BEGIN Input data

Issue #3079, opened 2025-10-13
func build/run doesn't pick up code changes


dprotaso:
func verison
v0.46.3

```
$ func create -l python sentiment-analysis-app
$ cd sentiment-analysis-app
$ func build -v
...
$ func run -v
...
# stop the func run
$ # change some code
$ func run -v
...
$ func invoke ... 
```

END Input data

Your assignment
Among the lines above, return those that contain the string "code".

Response area
func build/run doesn't pick up code changes
$ # change some code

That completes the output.